> _Directions_: Return each record shown beneath, word for word.

:::::

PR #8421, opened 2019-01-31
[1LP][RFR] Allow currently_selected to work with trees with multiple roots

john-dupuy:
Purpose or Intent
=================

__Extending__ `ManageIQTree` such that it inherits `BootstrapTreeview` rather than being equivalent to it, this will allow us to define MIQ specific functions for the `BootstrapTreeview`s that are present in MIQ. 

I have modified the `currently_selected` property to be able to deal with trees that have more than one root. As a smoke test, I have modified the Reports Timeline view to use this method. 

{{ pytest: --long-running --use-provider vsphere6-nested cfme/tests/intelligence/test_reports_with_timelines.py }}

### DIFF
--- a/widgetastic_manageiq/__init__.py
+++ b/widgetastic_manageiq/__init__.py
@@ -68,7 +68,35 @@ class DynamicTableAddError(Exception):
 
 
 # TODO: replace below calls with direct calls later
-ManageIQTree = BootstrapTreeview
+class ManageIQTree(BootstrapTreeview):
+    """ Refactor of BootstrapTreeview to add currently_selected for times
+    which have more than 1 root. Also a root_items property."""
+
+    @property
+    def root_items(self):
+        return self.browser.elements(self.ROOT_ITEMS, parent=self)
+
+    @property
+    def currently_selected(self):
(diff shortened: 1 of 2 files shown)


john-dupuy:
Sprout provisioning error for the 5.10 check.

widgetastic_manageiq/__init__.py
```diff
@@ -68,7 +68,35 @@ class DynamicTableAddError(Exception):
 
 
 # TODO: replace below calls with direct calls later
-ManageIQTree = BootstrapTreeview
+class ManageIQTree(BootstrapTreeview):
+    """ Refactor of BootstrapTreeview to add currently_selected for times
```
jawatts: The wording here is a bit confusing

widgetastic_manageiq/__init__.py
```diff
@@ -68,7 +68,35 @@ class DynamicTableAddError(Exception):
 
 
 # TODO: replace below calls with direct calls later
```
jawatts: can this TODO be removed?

:::::

> _Exercise answer_:
PR #8421, opened 2019-01-31
[1LP][RFR] Allow currently_selected to work with trees with multiple roots

john-dupuy:
Purpose or Intent
=================

__Extending__ `ManageIQTree` such that it inherits `BootstrapTreeview` rather than being equivalent to it, this will allow us to define MIQ specific functions for the `BootstrapTreeview`s that are present in MIQ. 

I have modified the `currently_selected` property to be able to deal with trees that have more than one root. As a smoke test, I have modified the Reports Timeline view to use this method. 

{{ pytest: --long-running --use-provider vsphere6-nested cfme/tests/intelligence/test_reports_with_timelines.py }}

### DIFF
--- a/widgetastic_manageiq/__init__.py
+++ b/widgetastic_manageiq/__init__.py
@@ -68,7 +68,35 @@ class DynamicTableAddError(Exception):
 
 
 # TODO: replace below calls with direct calls later
-ManageIQTree = BootstrapTreeview
+class ManageIQTree(BootstrapTreeview):
+    """ Refactor of BootstrapTreeview to add currently_selected for times
+    which have more than 1 root. Also a root_items property."""
+
+    @property
+    def root_items(self):
+        return self.browser.elements(self.ROOT_ITEMS, parent=self)
+
+    @property
+    def currently_selected(self):
(diff shortened: 1 of 2 files shown)


john-dupuy:
Sprout provisioning error for the 5.10 check.

widgetastic_manageiq/__init__.py
```diff
@@ -68,7 +68,35 @@ class DynamicTableAddError(Exception):
 
 
 # TODO: replace below calls with direct calls later
-ManageIQTree = BootstrapTreeview
+class ManageIQTree(BootstrapTreeview):
+    """ Refactor of BootstrapTreeview to add currently_selected for times
```
jawatts: The wording here is a bit confusing

widgetastic_manageiq/__init__.py
```diff
@@ -68,7 +68,35 @@ class DynamicTableAddError(Exception):
 
 
 # TODO: replace below calls with direct calls later
```
jawatts: can this TODO be removed?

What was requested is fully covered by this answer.